West Warwick, RI ─ Agencies that provide support to low-income families and kids in Rhode Island are still finding ways to connect with their clients during the coronavirus pandemic.

Tides Family Services has locations in both West Warwick and Pawtucket and serves around 500 kids ranging in age from 6 to 21 years old.

CEO Beth Bixby tells Eyewitness News that most of the agency’s clients come from low-income families and need advocacy for things such as getting computer equipment and adequate wifi at home for distance learning.

“A lot of our kids have challenges with school, bullying,” Bixby said. “A lot of abuse and neglect cases that we work with.”

Bixby said Tides has had to adjust its programming to allow for virtual classes, including the vocational class that Dan Reid has taught in West Warwick for 16 years.
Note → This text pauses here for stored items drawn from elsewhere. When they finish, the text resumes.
PR #2024, opened 2021-12-06
Zero-copy loading for tree-sequences

### LINKED ISSUE #2132: Avoid copy of tables when creating treeseq_t
We want avoid copying the tables when we create a new tree sequence [here](https://github.com/tskit-dev/tskit/blob/36313962161f24d5493904cc6011f1aff7b90c5a/c/tskit/trees.c#L495)
 
See #2024 for prototype.

jeromekelleher:
Fixes #2132 

Here's the basic idea for what we're thinking about regarding ``tsk_treeseq_init`` and ``tsk_treeseq_load`` @molpopgen 

This should avoid one of the copies we get, passing ownership of the tables to the tree sequence.

There's some details here around the exact semantics of exactly who owns what when (which is why the tests are failing, I thing), but I'm sure it can be worked out.

Will this work in Rust-land?

### DIFF
--- a/c/tests/test_trees.c
+++ b/c/tests/test_trees.c
@@ -2292,11 +2292,6 @@ test_simplest_bad_edges(void)
     CU_ASSERT_EQUAL_FATAL(ret, 0);
     tsk_treeseq_free(&ts);
 
-    /* NULL for tables should be an error */
-    ret = tsk_treeseq_init(&ts, NULL, load_flags);
-    CU_ASSERT_EQUAL(ret, TSK_ERR_BAD_PARAM_VALUE);
-    tsk_treeseq_free(&ts);
-
     /* Bad population ID */
     tables.nodes.population[0] = -2;
     ret = tsk_treeseq_init(&ts, &tables, load_flags);
@@ -5831,11 +5826,11 @@ test_empty_tree_kc(void)
 
     ret = tsk_table_collection_init(&tables, 0);
     CU_ASSERT_EQUAL_FATAL(ret, 0);
-    ret = tsk_treeseq_init(&ts, &tables, TSK_BUILD_INDEXES | TSK_SAMPLE_LISTS);
+    ret = tsk_treeseq_init(&ts, &tables, TSK_BUILD_INDEXES);
     CU_ASSERT_EQUAL_FATAL(ret, TSK_ERR_BAD_SEQUENCE_LENGTH);
     tsk_treeseq_free(&ts);
     tables.sequence_length = 1.0;
-    ret = tsk_treeseq_init(&ts, &tables, TSK_BUILD_INDEXES | TSK_SAMPLE_LISTS);
+    ret = tsk_treeseq_init(&ts, &tables, TSK_BUILD_INDEXES);
     CU_ASSERT_EQUAL_FATAL(ret, 0);
 
     verify_empty_tree_sequence(&ts, 1.0);
--- a/c/tskit/tables.c
+++ b/c/tskit/tables.c
@@ -10747,6 +10747,28 @@ out:
     return ret;
 }
 
+static int TSK_WARN_UNUSED
+tsk_table_collection_set_file_uuid(tsk_table_collection_t *self, const char *uuid)
+{
+    int ret = 0;
+
+    tsk_safe_free(self->file_uuid);
+    self->file_uuid = NULL;
+
+    if (uuid != NULL) {
+        /* Allow space for \0 so we can print it as a string */
+        self->file_uuid = tsk_malloc(TSK_UUID_SIZE + 1);
+        if (self->file_uuid == NULL) {
+            ret = TSK_ERR_NO_MEMORY;
+            goto out;
+        }
+        tsk_memcpy(self->file_uuid, uuid, TSK_UUID_SIZE);
+        self->file_uuid[TSK_UUID_SIZE] = '\0';
+    }
+out:
+    return ret;
+}
+
 int TSK_WARN_UNUSED
 tsk_table_collection_copy(const tsk_table_collection_t *self,
     tsk_table_collection_t *dest, tsk_flags_t options)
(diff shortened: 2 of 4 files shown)


molpopgen:
I suspect that this will work.  I may need to mess around with how I store a table collection, and I'd need to make myself an example to try this out.

molpopgen:
@jeromekelleher -- I have a mock-up [here](https://github.com/molpopgen/tskit_ownwership_mockup).  If you look in the C files, I have a comment about the use of valgrind to show that this scheme works. I think this lines up well with what's here?

jeromekelleher:
Some details to be worked out here around edge metadata, but this basically works I think. Not sure about the flag name, either.

I think we can probably let go of the idea of having read-only access in C (document things as "undefined behaviour"), which should let us get rid of a bunch of the TODOs around init-time here.

jeromekelleher:
> @jeromekelleher -- I have a mock-up here. If you look in the C files, I have a comment about the use of valgrind to show that this scheme works. I think this lines up well with what's here?

Yes, this looks exactly right @molpopgen. The ``tables`` pointer must be allocated by malloc/calloc/etc and must point to a valid table collection. We free the pointer in ``tsk_table_collection_free``.

molpopgen:
> > @jeromekelleher -- I have a mock-up here. If you look in the C files, I have a comment about the use of valgrind to show that this scheme works. I think this lines up well with what's here?
> 
> Yes, this looks exactly right @molpopgen. The ``tables`` pointer must be allocated by malloc/calloc/etc and must point to a valid table collection. We free the pointer in ``tsk_table_collection_free``.

After reading a lot more last night, my example may work by luck rather than design. I'm using one of rust's smart pointers, which uses the rust allocator. That allocator does not guarantee to be malloc! That makes sense of course, but I had blissfully suppressed that possibility in my mind. It's not a big deal, and it just means that I need to store raw pointers instead of smart pointers.

benjeffery:
Here's some insight into what is happening with memory usage with `tskit.load`.
Here's the code:
```
import time
import tskit
time.sleep(0.1)
tc = tskit.TableCollection.load("msp.ts")
time.sleep(0.1)
del tc
time.sleep(0.1)
ts = tskit.load("msp.ts")
time.sleep(0.1)
```
We load a table collection (for comparison) clear it, and then load as tree sequence.
Three code versions:
 -  `main` (as of yesterday with no zero-copy functionality) 
 - `takeset_columns` (zero-copy TableCollection loading)
 - `TSK_TAKE_TABLES` (this branch)
main
take-cols
take-tables

As you can see `TSK_TAKE_TABLES` removes one copy making the loading completely zero-copy. The remaining memory increase at about 1.8s to 2s is from the following "convenience" arrays. Some of which I assume could be made lazy?
(these are all the entries bigger than 10000bytes for the msprime ts):

- #nodes - `tsk_table_collection_check_tree_integrity`  `parent` array. Temporary!
- #samples - `tsk_treeseq_init_nodes`:`ts->samples`
- #nodes - `tsk_treeseq_init_nodes`:`ts->sample_index_map`
- #mutations - `tsk_treeseq_init_sites`:`ts->site_mutations_mem`
- #sites - `tsk_treeseq_init_sites`:`ts->site_mutations_length`
- #sites - `tsk_treeseq_init_sites`:`ts->site_mutations`
- #sites - `tsk_treeseq_init_sites`:`ts->tree_sites_mem`
- #node_referenced_individuals - `tsk_treeseq_init_individuals`:`ts->individual_nodes_mem`
- #individuals - `tsk_treeseq_init_individuals`:`ts->individual_nodes`
- #trees - `tsk_treeseq_init_trees`:`ts->tree_sites_length`
- #trees - `tsk_treeseq_init_trees`:`ts->tree_sites`
- #trees - `tsk_treeseq_init_trees`:`ts->breakpoints`

jeromekelleher:
This is great, thanks @benjeffery!

I'm relaxed about the extra memory used in the additional arrays used in the tree sequence - these were all conscious space-time tradeoffs, which I'd need significant convincing to give up on. If we really need to cut down memory at some point we can look into it, but I don't think there's any point right now.

I'm curious about what's happening between t=1.3 and 1.8 - I guess this is all ``check_integrity``?

jeromekelleher:
So we've chopped off ~200M off the peak usage here, right, ~25%?

benjeffery:
> I'm curious about what's happening between t=1.3 and 1.8 - I guess this is all check_integrity 

Yes - 31.7% of load time is `tsk_table_collection_check_integrity`. I guess #2067 would fix that.

> So we've chopped off ~200M off the peak usage here, right, ~25%?

Yes, that's about right. I think it is worth noting that `ts->site_mutations_mem` which grows with the number of mutations appears to only be used in the LD calculator and `tsk_viterbi_matrix_traceback`.

jeromekelleher:
> . I think it is worth noting that ts->site_mutations_mem which grows with the number of mutations appears to only be used in the LD calculator and tsk_viterbi_matrix_traceback. 

That is good to know. It is used in ``tsk_treeseq_get_site`` though which is a fundamental operation, the memory management for site and mutation objects is quite tricky. We'd have to change the API quite a bit to make them allocated on demand.

benjeffery:
> > . I think it is worth noting that ts->site_mutations_mem which grows with the number of mutations appears to only be used in the LD calculator and tsk_viterbi_matrix_traceback.
> 
> That is good to know. It is used in `tsk_treeseq_get_site` though which is a fundamental operation, the memory management for site and mutation objects is quite tricky. We'd have to change the API quite a bit to make them allocated on demand.

Yeah, those are the methods that use `tsk_treeseq_get_site`. I agree that it would be a lot of work to make them generate on demand! Lets wait until we have an actual problem in the massive tree sequence glorious future.

benjeffery:
Do we need any extra testing here? Looks like everything but the memory error paths are covered (except copy errors which are false hard to trigger).

benjeffery (approved):

hyanwong:
> I think it is worth noting that ts->site_mutations_mem which grows with the number of mutations appears to only be used in the LD calculator and tsk_viterbi_matrix_traceback.

Do we have any idea of the amounts that each of these convenience arrays contribute to the memory footprint. If there is one that makes up the lion's share, it might be worth thinking about, otherwise it probably isn't worth spending time on anyway.

benjeffery:
> otherwise it probably isn't worth spending time on anyway.

If we or others hit some constraint we at least have things we can do. I think we leave it till then.

jeromekelleher:
These really aren't convenience arrays, and it would require serious re-engineering of the memory layout to get rid of them. Even if they're not used much at the C layer, they're used extensively by the Python C API. They're a conscious space/(time/code complexity) tradeoff, and there's no reason to start messing with them now.

PR #2041, opened 2021-12-09
Add note about using divergence/diversity for mrcas

hyanwong:
I think this is useful, and I only just realised it. Ping @awohns too.


petrelharp:
Ah, very good idea.

molpopgen:
Likewise, the branch flavor of the segregating sites statistic is the sum of branch lengths for a set of nodes.

petrelharp:
I'm not worried about that failing test; I'll merge this.

PR #2042, opened 2021-12-09
Clarify "dead leaf" docs & leaves iterator

### LINKED ISSUE #339: tree.leaves(u) returns valid output even for invalid nodes u
See the screenshot below. Node 6 is not in the first tree anywhere, but `tree.leaves(6)` returns output that is totally valid.

Screen Shot 2019-08-23 at 4 47 08 pm

Perhaps this behaviour is needed for something, but it led to some difficult-to-trace errors when I was working on [this](https://github.com/tskit-dev/msprime/pull/799).

hyanwong:
Fixes #339

### DIFF
--- a/python/tskit/trees.py
+++ b/python/tskit/trees.py
@@ -1002,10 +1002,11 @@ class Tree:
 
         As this is defined by a traversal of the tree, technically we
         return the sum of all branch lengths that are reachable from
-        roots. Thus, this is the sum of all branches that are ancestral
+        roots. Thus, this is the total length of all branches that are connected
         to at least one sample. This distinction is only important
         in tree sequences that contain 'dead branches', i.e., those
-        that define topology not ancestral to any samples.
+        that define topology that is not connected to a tree root
+        (see :ref:`sec_data_model_tree_dead_leaves_and_branches`)
 
         :return: The sum of lengths of branches in this tree.
         :rtype: float
@@ -1374,6 +1375,16 @@ class Tree:
         Returns True if the specified node is a leaf. A node :math:`u` is a
         leaf if it has zero children.
 
+        .. note::
+            :math:`u` can be any node in the entire tree sequence, including ones
+            which are not connected via branches to a root node of the tree (and which
+            are therefore not conventionally considered part of the tree). Indeed, if
+            there are many trees in the tree sequence, it is common for the majority of
+            non-sample nodes to be :meth:`isolated<is_isolated>` in any one
+            tree. By the definition above, this method will return ``True`` for such
+            a tree when a node of this sort is specified. Such nodes can be thought of
+            as "dead leaves", see :ref:`sec_data_model_tree_dead_leaves_and_branches`.
+
         :param int u: The node of interest.
         :return: True if u is a leaf node.
         :rtype: bool
@@ -1383,7 +1394,8 @@ class Tree:
     def is_isolated(self, u):
         """
         Returns True if the specified node is isolated in this tree: that is
-        it has no parents and no children. Sample nodes that are isolated
+        it has no parents and no children (note that all isolated nodes in the tree
+        are therefore also :meth:`leaves<Tree.is_leaf>`). Sample nodes that are isolated
         and have no mutations above them are used to represent
         :ref:`missing data<sec_data_model_missing_data>`.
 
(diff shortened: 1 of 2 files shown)


hyanwong:
Also clarifies that `total_branch_length` calculates all branches connected to a root, not just the ones ancestral to a sample.

python/tskit/trees.py
```diff
@@ -2004,9 +2016,17 @@ def get_leaves(self, u):
 
     def leaves(self, u=None):
         """
-        Returns an iterator over all the leaves in this tree that are
-        underneath the specified node. If u is not specified, return all leaves
-        in the tree.
+        Returns an iterator over all the leaves in this tree that are underneath
+        the specified node. If :math:`u`  is not specified, return all leaves on
```
jeromekelleher, line 2020:
```suggestion
        Returns an iterator over all the leaves in this tree that descend from
        the specified node. If :math:`u`  is not specified, return all leaves on
```

python/tskit/trees.py
```diff
@@ -2004,9 +2016,17 @@ def get_leaves(self, u):
...
+        the tree (i.e. all leaves reachable from the tree root(s), see note below).
+
+        .. note::
+            :math:`u` can be any node in the entire tree sequence, including ones
+            which are not connected via branches to a root node of the tree. If
+            called on such a node, the iterator will happily return "dead" leaves
+            (see :meth:`is_leaf`) which cannot be reached from a root of this tree.
```
jeromekelleher, line 2027:
```suggestion
            called on such a node, the iterator will return the node itself, since it 
            is considered a "dead" leaf (see :meth:`is_leaf`) which cannot be reached from a root of this tree.
```

jeromekelleher (approved):
LGTM, couple of suggestions

python/tskit/trees.py
hyanwong: That's not strictly true. You could also be calling `leaves()` on a node which is on a dead section of topology. In this case it will return all the dead leaves descending from that node on the (dead) topology.

jeromekelleher: Ah, yes, you're right. OK, maybe just delete the "happily" then? This doesn't impart much information.

I  guess what you're doing in this case is manually specifying that "u" is a root for the purpose of this operation.

hyanwong:
I suggest we might want to add the following to the "data-model" section on tree encoding and roots:

```
### Dead leaves and branches

In a `tskit` tree, a *leaf node* is defined as a node without any children. The
implications of this turn out to be slighly unintuitive, and so are worth briefly
documenting here. Firstly, the same node can be a leaf in one tree, and not a leaf
in the next tree along the tree sequence. Secondly all isolated nodes must be leaves
(as by definition they have no children). Thirdly sample nodes need not be leaves
(they could be "internal samples"); likewise leaf nodes need not be samples.

Node 7 in the example above provides a good case study. Note that it is a root node
with at least one child in trees 0 and 2, but it is isolated in tree 1. Strictly,
because it is isolated in tree 1 it is also a leaf node in that tree, although it is
not attached to a root, not a sample, and is therefore not plotted. In this case, we
can think of it as a "dead leaf" (we don't normally plot dead leaves). In fact, in a
large tree sequence of many trees, most ancestral nodes will be isolated in any given
tree, and therefore most nodes will be of this sort. However, these dead leaves
are excluded from most calculations on trees, because such calculations traverse the
tree by either starting at a root and working down, or starting at a sample and working
up. Normally when we refer to the leaves of a tree, it is shorthand for the leaves
**on** the tree (that is, attached via branches, to one of the the tree roots).
Dead leaves are excluded from this definition.

Note that it is also possible to have trees in which there are "dead branches": that is
sections of topology which are not accessible from a root, and whose tips are all
dead leaves. Although valid, this is a relatively unusual state of affairs, and such
branches are not plotted by the standard :ref:`sec_tskit_viz` methods. The
:meth:`Tree.nodes` method will not, be default, traverse through dead branches, although
it can be made to do so by specifying the ID of a dead nodes as the root for traversal.
```

I can add this to the PR is you agree @jeromekelleher ?

hyanwong:
> I can add this to the PR is you agree @jeromekelleher ?

Added anyway. Executive decision. :)

jeromekelleher:
I like it, I think it's an intuitive way to explain what's going on. I say we merge.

The 66-year-old has never enjoyed technology, but because of COVID-19, he’s learned how to set up a three-camera shoot of his class, how to use editing software and how to post his videos online for students.

“Instead of just sitting at home and having to stay on that computer and do their school work, this kind of keeps them engaged,” Reid said.

Students are able to get support at home on their computers, but also in-person. Trackers, such as Sarah Pearson, make rounds to client’s homes to check-in. She always stays outside the home, six feet away, with a mask and gloves on.

“It’s always great that we can get face-to-face so that our clients aren’t feeling isolated, or alone, or feel like they aren’t being supported enough in any way,” Pearson said.

Trackers drop off food to families, along with at-home learning packets to help kids with their homework. Pearson said it’s a way to make clients know that even though they’re quarantined, they’re not alone.